Data transfer examples

SSH Based clients
Client Description/Example
scp/gsiscp* Copy local file to remote host

[ncsa: ~]$ scp file_name user@remote_hostname:
[ncsa: ~]$ gsiscp file_name user@remote_hostname:

Recursively copy local files to remote host

[ncsa: ~]$ scp -r * user@remote_hostname:
[ncsa: ~]$ gsiscp -r * user@remote_hostname:

Recursively copy local directory to remote host

[ncsa: ~]$ scp -r directory_name user@remote_hostname:
[ncsa: ~]$ gsiscp -r directory_name user@remote_hostname:

Recursively copy remote files to remote host(third party transfer)

[ncsa: ~]$ scp -r user@remote_hostname1:~/* user@remote_hostname2:~/
[ncsa: ~]$ gsiscp -r user@remote_hostname1:~/* user@remote_hostname2:~/

Recursively copy remote directory to remote host

[ncsa: ~]$ scp -r user@remote_hostname1:~/sub_dir user@remote_hostname2:~/sub_dir
[ncsa: ~]$ gsiscp -r user@remote_hostname1:~/sub_dir user@remote_hostname2:~/sub_dir

sftp/gsisftp* Copy local file to remote host

[ncsa: ~]$ sftp user@remote_hostname
sftp> put file_name


[ncsa: ~]$ gsisftp user@remote_hostname
sftp> put file_name


Recursively copy local files to remote host

[ncsa: ~]$ sftp user@remote_hostname
sftp> put -r *


[ncsa: ~]$ gsisftp user@remote_hostname
sftp> put -r *



GUI/Web based SSH clients
 
SSH based clients like MobaXterm, filezilla, winscp, gsi-sshterm*, etc... generally provide full or partial drag and drop functionality.
GridFTP Based clients
Client Description/Example
globus-url-copy* Copy local file to remote host

[ncsa: ~]$ globus-url-copy -vb -p 32 -stripe -sbs 4000000 -tcp-bs 4000000 \ file:///path/to/source/file_name \ gsiftp://remote_gridftp_hostname/path/to/destination/file_name

recursively copy local files to remote host

[ncsa: ~]$ globus-url-copy -vb -p 32 -stripe -sbs 4000000 -tcp-bs 4000000 -r \ file:///path/to/source/directory_name/ \ gsiftp://remote_gridftp_hostname/path/to/destination/directory_name/

copy remote file to remote host(third party transfer)

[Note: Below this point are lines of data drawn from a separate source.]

PR #10084, opened 2020-06-17
fix: Fixed bug for issue #9967 ( Hive date functions for group functions in charts )

Nj-kol:
### SUMMARY

The issue was first observed in https://github.com/apache/incubator-superset/issues/7270
However, in the subsequent releases, the variable **time_grain_functions** was renamed to **_time_grain_expressions**. The implementation was also left out for hive. So time functions were not renamed which were specific to Hive. This was causing the group by functions in the Charts to malfunction

### BEFORE/AFTER SCREENSHOTS OR ANIMATED GIF

**Before**
image

**After**
image

### ADDITIONAL INFORMATION

- [x] Has associated issue: closes #9967
- [ ] Changes UI
- [ ] Requires DB Migration.
- [ ] Confirm DB Migration upgrade and downgrade tested.
- [ ] Introduces new feature or API
- [ ] Removes existing feature or API

PR #7676, opened 2019-06-08
Break up db_engine_specs

villebro:
### CATEGORY

Choose one

- [x] Refactor

### SUMMARY
This PR changes `db_engine_specs.py` into a package with one module per engine, e.g. `db_engine_specs/bigquery.py`. All engines are automatically populated into `db_engine_specs.engines` like before (now in `db_engine_specs/__init__.py`), so only importing of specific engine specs will need to be changed:

Before: `from superset.db_engine_specs import BaseEngineSpec`
After: `from superset.db_engine_specs.base import BaseEngineSpec`

### TEST PLAN
Local testing + CI

### ADDITIONAL INFORMATION

- [x] Has associated issue: Closes #7412 

### REVIEWERS
@khtruong @john-bodley @betodealmeida @mistercrunch

PR #30325, opened 2024-09-18
fix(db_engine_specs): add a few missing time grains to Postgres spec

sfirke:
### SUMMARY
I added to the Postgres engine spec definitions for some of the time grains that are defined in the base spec but had not been added to Postgres yet.

image

### TESTING INSTRUCTIONS
In an ephemeral environment, confirm that the grains are there and that the generated queries are correct.

### DIFF
--- a/tests/unit_tests/db_engine_specs/test_postgres.py
+++ b/tests/unit_tests/db_engine_specs/test_postgres.py
@@ -20,10 +20,11 @@ from typing import Any, Optional
 
 import pytest
 from pytest_mock import MockerFixture
-from sqlalchemy import types
+from sqlalchemy import column, types
 from sqlalchemy.dialects.postgresql import DOUBLE_PRECISION, ENUM, JSON
 from sqlalchemy.engine.url import make_url
 
+from superset.db_engine_specs.postgres import PostgresEngineSpec as spec
 from superset.exceptions import SupersetSecurityException
 from superset.utils.core import GenericDataType
 from tests.unit_tests.db_engine_specs.utils import (
@@ -53,8 +54,6 @@ def test_convert_dttm(
     expected_result: Optional[str],
     dttm: datetime,  # noqa: F811
 ) -> None:
-    from superset.db_engine_specs.postgres import PostgresEngineSpec as spec
-
     assert_convert_dttm(spec, target_type, expected_result, dttm)
 
 
@@ -91,8 +90,6 @@ def test_get_column_spec(
     generic_type: GenericDataType,
     is_dttm: bool,
 ) -> None:
-    from superset.db_engine_specs.postgres import PostgresEngineSpec as spec
-
     assert_column_spec(spec, native_type, sqla_type, attrs, generic_type, is_dttm)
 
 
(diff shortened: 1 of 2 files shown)


villebro (changes requested):
NIce! Would you be able to add some tests for the Postgres time grains to `tests/unit_tests/db_engine_specs/test_postgres.py`?  You can pretty much copy this test from https://github.com/apache/superset/blob/e54353c4da71c16d6ca1e3d3906d3bcdc8d7d7a1/tests/unit_tests/db_engine_specs/test_pinot.py#L23-L46

mistercrunch:
Manually tested the expressions by getting GPT to convert to this to this statement:
```sql
SELECT
    NOW() AS original_datetime,
    DATE_TRUNC('minute', NOW()) + INTERVAL '5 seconds' * FLOOR(EXTRACT(SECOND FROM NOW()) / 5) AS five_seconds,
    DATE_TRUNC('minute', NOW()) + INTERVAL '30 seconds' * FLOOR(EXTRACT(SECOND FROM NOW()) / 30) AS thirty_seconds,
    DATE_TRUNC('minute', NOW()) AS minute,
    DATE_TRUNC('hour', NOW()) + INTERVAL '5 minutes' * FLOOR(EXTRACT(MINUTE FROM NOW()) / 5) AS five_minutes,
    DATE_TRUNC('hour', NOW()) + INTERVAL '10 minutes' * FLOOR(EXTRACT(MINUTE FROM NOW()) / 10) AS ten_minutes,
    DATE_TRUNC('hour', NOW()) + INTERVAL '15 minutes' * FLOOR(EXTRACT(MINUTE FROM NOW()) / 15) AS fifteen_minutes,
    DATE_TRUNC('hour', NOW()) + INTERVAL '30 minutes' * FLOOR(EXTRACT(MINUTE FROM NOW()) / 30) AS thirty_minutes
;
```
LGTM

sfirke:
@villebro I can mimic those tests for Postgres.  Though I wonder about the rigor of comparing the code in my spec to pasting the same code in a test.  What if instead/also I had it test the transformation of a specific timestamp?  Like that rounding `... 00:15:01` to 1 minute intervals gives `... 00:15:00` etc.  Unless that's already happening here and I'm missing it.

villebro:
> @villebro I can mimic those tests for Postgres. Though I wonder about the rigor of comparing the code in my spec to pasting the same code in a test. What if instead/also I had it test the transformation of a specific timestamp? Like that rounding `... 00:15:01` to 1 minute intervals gives `... 00:15:00` etc. Unless that's already happening here and I'm missing it.

So the reason why these tests are valuable, despite looking like pure duplication, is because a change might happen that causes these time grain definitions to no longer be used. For example, I once did a big refactor of the db engine specs (#7676), and that refactor caused the time grains to be removed by mistake from the Hive engine spec (this was later fixed in #10084). If we would have had tests like this in place, we would have caught that error during the refactor. I know it may look funny to duplicate that functional logic to the unit tests, but having them there makes it less likely to introduce regressions, and it also makes it safer to refactor the implementation details.

Regarding actual functional verification that the expression actually rounds down the timestamp based on the time grain, that is something that we can't unfortunately test here, as that logic resides in Postgres. But correct me if I'm misunderstanding what you're saying.

sfirke:
Thank you for that thorough explanation!  I now see the point of these tests.  And whoops I missed that we can't actually test the output of the time grain because that happens in Postgres, good call.  Okay, I will add tests like these.

tests/unit_tests/db_engine_specs/test_postgres.py
```diff
@@ -20,10 +20,11 @@
 
 import pytest
 from pytest_mock import MockerFixture
-from sqlalchemy import types
+from sqlalchemy import column, types
 from sqlalchemy.dialects.postgresql import DOUBLE_PRECISION, ENUM, JSON
 from sqlalchemy.engine.url import make_url
 
+from superset.db_engine_specs.postgres import PostgresEngineSpec as spec
```
villebro, line 27: Nice, apparently the circular import that's been there before is no longer an issue 👍

villebro (approved):
LGTM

[ncsa: ~]$ globus-url-copy -vb -p 32 -stripe -sbs 4000000 -tcp-bs 4000000 \ gsiftp://remote_gridftp_hostname/path/to/source/file_name \ gsiftp://remote_gridftp_hostname/path/to/destination/file_name

uberftp* Copy local file to remote host

[ncsa: ~]$ uberftp remote_gridftp_hostname "put file_name"

recursively copy local files to remote host

[ncsa: ~]$ uberftp remote_gridftp_hostname "put -r *"

recursively copy local directory to remote host

[ncsa: ~]$ uberftp remote_gridftp_hostname "put -r directory_name"


GUI/Web based
gridftp clients*
 
GridFTP based clients like Globus Online, XSEDE File Manager, etc... generally provide full or partial drag and drop functionality.
NCSA's MSS FTP tools
Client Description/Example
mssftp/msscmd Copy local file to NCSA's MSS

[ncsa: ~]$ mssftp
ftp> put file_name


[ncsa: ~]$ msscmd "put file_name"

recursively copy local files to NCSA's MSS

[ncsa: ~]$ mssftp
ftp> put -r *


[ncsa: ~]$ msscmd "put -r *"

recursively copy local directory to NCSA's MSS

[ncsa: ~]$ mssftp
ftp> put -r directory_name


[ncsa: ~]$ msscmd "put -r directory_name"

* Available to XSEDE users for use with XSEDE resources.